Question

In the arrangement shown in the figure when the switch $S_2$ is open, the galvanometer shows no deflection for $l=\frac{L}{2}$. When the switch $S_2$ is closed, the galvanometer shows no deflection for $l=\frac{5L}{12}$. The internal resistance $\left(r\right)$ of $6\text{V}$ cell, and the emf $E$ of the other battery are respectively

• A. $3\Omega$, $8\text{V}$
• B. $2\Omega$, $12\text{V}$
• C. $2\Omega$, $24\text{V}$
• D. $3\Omega$, $12\text{V}$

Answer 1

The correct option is B $2\Omega$, $12\text{V}$

$\text{Case I}:$ When $S_2$ is open at $l=\frac{L}{2}$.
Let us assume the point of contact of jockey of galvanometer be $C$. Since it shows no deflection for $l=\frac{L}{2}$, ​ thus no current will flow through the path $AC$. Therefore the $6\text{volt}$ cell will be in parallel with $\frac{L}{2}$ ​ arm of potentiometer wire. So, potential of both will be same.

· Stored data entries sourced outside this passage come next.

PR #134, opened 2020-06-30
PCX-767: Update register/recurrence checkboxes

siebeprojects:


payment/src/main/java/net/optile/payment/ui/widget/CheckBoxWidget.java
```diff
@@ -64,9 +65,10 @@ boolean isChecked() {
         return value.isChecked();
     }
 
-    void initCheckBox(boolean clickable, boolean checked) {
+    void initCheckBox(boolean visible, boolean clickable, boolean checked) {
```
hjhill, line 68: With the current changes, you don't really use `clickable` anymore (only `false` when it is hidden). The `boolean visible` also bothers me a bit because:
- you need a ternary operator to convert it to the value used in `setVisible` and
- if it is set to `false`, it makes the other parameters meaningless.

Maybe having two separate methods `initCheckBox(boolean checked)` and `hideCheckBox()` would be better?

siebeprojects: Agree, I separated the logic of the init method to setCheckboxVisible and setChecked. 
Indeed the setClickable is not needed anymore as it can always be clickable since the checkbox will be hidden in FORCED mode.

So, no current flows through $6\text{V}$ battery.


Applying the condition of balanced Wheatstone bridge, we have

$\frac{6}{E}=\frac{\frac{L}{2}}{L}$

$\Rightarrow \frac{6}{E}=\frac{1}{2}$

$\Rightarrow E=12\text{V}$

$\text{Case II}$: When $S_2$ is closed at $l=\frac{5L}{12}$ same current flows in auxiliary circuit $PQRS$.


So, current passing the circuit, $i=\frac{6}{10+r}$

Potential difference across battery,
$=6-ir$
$=6-\frac{6r}{10+r}=\frac{60}{10+r}$

Equations for potentiometer:

$\frac{\frac{60}{10+r}}{12}=\frac{\frac{5l}{12}}{l}$

$\Rightarrow 60=50+5r$

$\therefore r=2\Omega$

Hence, option $\left(b\right)$ is the correct answer.